Hydra Head reissued the sole VSS album, Nervous Circuits, last week and a magazine I contribute photos to tapped me for some shots of them to coincide. My first reaction was a cynical 'people still care enough about this band to gamble with reissuing them?' since they broke up over a decade ago and realistically, probably only sold a fraction of what the average HH release does now (not a dis at all). My second reaction was 'wow, was that really over a decade ago?'

When they first appeared in the mid-90s, The VSS were notable for containing members of Angel Hair (though they may now be better known for becoming the Sub-Pop band Pleasure Forever), a band I was a bit too young and not quite cool enough to catch when they played at a local punk house a few years prior. Everyone I've ever talked to about it spoke of that show as a legendary event, and I never really got over missing it. Now, more than ten years later, I have great memories of that whole time, but Angel Hair, The VSS, and all the other Gravity Records-related or influenced bands of the 90s.. hell, 1990s 'post-hardcore' in general, are the furthest thing from my mind.

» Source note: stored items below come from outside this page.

PR #1193, opened 2018-02-09
Allows the property $title of an ExampleNode to be altered.

drupol:
Hello,

I recently wrote my first [PHPSpec extension.](https://github.com/drupol/phpspec-annotation) It allows you to add an annotation to tests methods.

However, I also wanted to alter the title of existing methods but the $title property of an ExampleNode is something that you cannot alter.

Digging up the negs and getting them printed led me to dig up my VSS EPs (I always thought the early EPs were far superior to the album) as well and re-evaluate them. Little things like the synth touches and the delay on the vocals (and if you saw them live, the DIY lightshow that Sonny controlled) made the VSS stand out against the sea of generic post-hardcore bands of the 90s. The passage of time has only made this much more apparent. What's surprising though is how the songs sound in the late 00s. Comparing post-hardcore bands to 80s post-punk bands like Joy Division, Bauhaus, or Wire was a sort of self-fulfilling prophecy that was very popular back then, but you can definitely hear echoes of that time in the VSS, and despite this, it all stills sounds fresh to my ears today. I can't say that too much else of that era has aged very well. I expected to listen to the songs once and file them away for another few years or more but I've found myself spinning them repeatedly in the last week.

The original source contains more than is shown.